In "How Literature Saved My Life" Shields misses his mark. Ostensibly this is a work about - like the title says - how literature saved his life. However, literature really didn't save his life. Like many reviewers, I thought I was headed for a work on the loneliness and alienation of modern society and the redemptive powers of literature. Shields hints at this, but most of this work is about the literature he likes and how most of literature fails him. In fact, he hasn't read much literature since the late 1990's (pg 124). What Shields has been more focused on is the pursuit of a new literary form, one he calls collage, that would exist on the "bleeding edge" of genres between fiction and non-fiction and memoir and essay. These are the books that Shields writes about, the ones he loves, the one he quotes from and recommends. That's a big part of this book - as well as much of this book is an argument why he published "Reality Hunger" which was pretty tiresome since it is not that interesting and not that easy to relate to.
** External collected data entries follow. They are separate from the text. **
PR #220, opened 2020-04-24
fix(markdown-slate): normalize inlines

irmerk:
Normalize inlines to be surrounded by text nodes

### Changes
- Add a blank text node between inlines, and before or after if an inline is first or last child
- Roundtrip and cleanup empty text nodes from Slate

### Flags
- Removed `Error` throw for `Failed to process node...`

### Related Issues
- [Issue #378](https://github.com/accordproject/cicero-ui/issues/378)


packages/markdown-slate/src/__snapshots__/SlateTransformer.test.js.snap
```diff
@@ -236,104 +236,26 @@ Object {
...
-                  "id": "deliverable",
-                },
-                "object": "inline",
-                "type": "variable",
-              },
               Object {
                 "object": "text",
                 "text": " satisfies the Acceptance Criteria, and ",
               },
-              Object {
```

Still, Shields' voice is powerful enough that it kept me intrigued the entire time, and I'm sure this will be a book I reread passages of continually. Shields will deconstruct himself, including the less pleasant parts of himself, with exacting laser vision and leave himself bare to the reader. He has a similar ability to render an entire novel to a single powerful sentence - so much so that even though I have read some of these works I'm left saying "wait that's the point of ___?" I also found it interesting when Shields says that the novel was created to "access interiority" (pg 129) but that social media is catching up and surpassing the novel in this regard.
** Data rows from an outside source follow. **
Issue #231, opened 2020-06-19
Escaped markdown doesn't roundtrip


dselman:
`\______________` doesn't roundtrip through the CommonMarkTransformer

```
cat escaped-underscore.md 
\______________Dan-MacBook-Pro-2:data dselman$ markus transform --input escaped-underscore.md --from markdown --to commonmark --verbose --roundtrip
16:57:53 - info: transform input escaped-underscore.md file
16:57:53 - info: transform input escaped-underscore.md printing intermediate transformations.
Converted from markdown to commonmark. Result:
{
  "$class": "org.accordproject.commonmark.Document",
  "xmlns": "http://commonmark.org/xml/1.0",
  "nodes": [
    {
      "$class": "org.accordproject.commonmark.Paragraph",
      "nodes": [
        {
          "$class": "org.accordproject.commonmark.Text",
          "text": "______________"
        }
      ]
    }
  ]
}
Converted from commonmark to markdown. Result:
______________
16:57:53 - info: 
______________
```

jeromesimeon:
Should work now in the new parser with #231

Tests with commonmark roundtrip:
```
bash-3.2$ more test/data/escapes.md
\___
bash-3.2$ ../markdown-cli/index.js transform --input test/data/escapes.md --roundtrip 
1:19:30 PM - info: 
\___
```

The sparse nature of the book leaves the short memoir passages that much more powerful. In particular, the essay regarding Tiger Woods and how our strengths and weaknesses are indivisible from one another is particularly fantastic. Shields assembles a murderer's row of thinkers and writers to back his argument. Nabokov, Tolstoy, Pynchon, DF Wallace...quotations by all these writers are here in stripped form, rippling with intellectual power. I was a little surprised with how often the ghost of David Foster Wallace floated across the pages of this manuscript. But since Wallace was primarily concerned with literature as a salve for loneliness, Shields finds much common ground with him, though Shields apparently has no time for Wallace's novels finding that "...the game is not worth the candle." (pg 192). Wait, what? Your time is that valuable?

That's one of the reasons it is so tough for Shields to be representative for all readers when he's quite clearly allergic to plot or any literary devices at all. Shields believes that we are all terminal patients, so writers should just get to the point already. He doesn't want anything between him and the artist - just the artist on an autopsy table, laid bare for Shields to examine. He wants to know the secret of "...how the writer solves being alive."

I agree with Shields on a lot of points; hell, which one of us doesn't want to know how to live? That's what Franzen, an author Shields derided in "Reality Hunger," was examining in his latest book. As Shields tells us, writing should be the "axe to break the frozen sea within us" (Kafka), or the "bridge constructed across the abyss of human loneliness" (Wallace). At this, Shields only succeeds at moments, glancingly. I don't agree with his argument, and he talks about himself very little. Since most of this book is a a personal literary argument rather than personal memoir, I'm left with not much to connect to. So no matter how strongly he makes his case for collage and for the hollowness of the novel, I can't seem to meet him out on this abyss spanning bridge.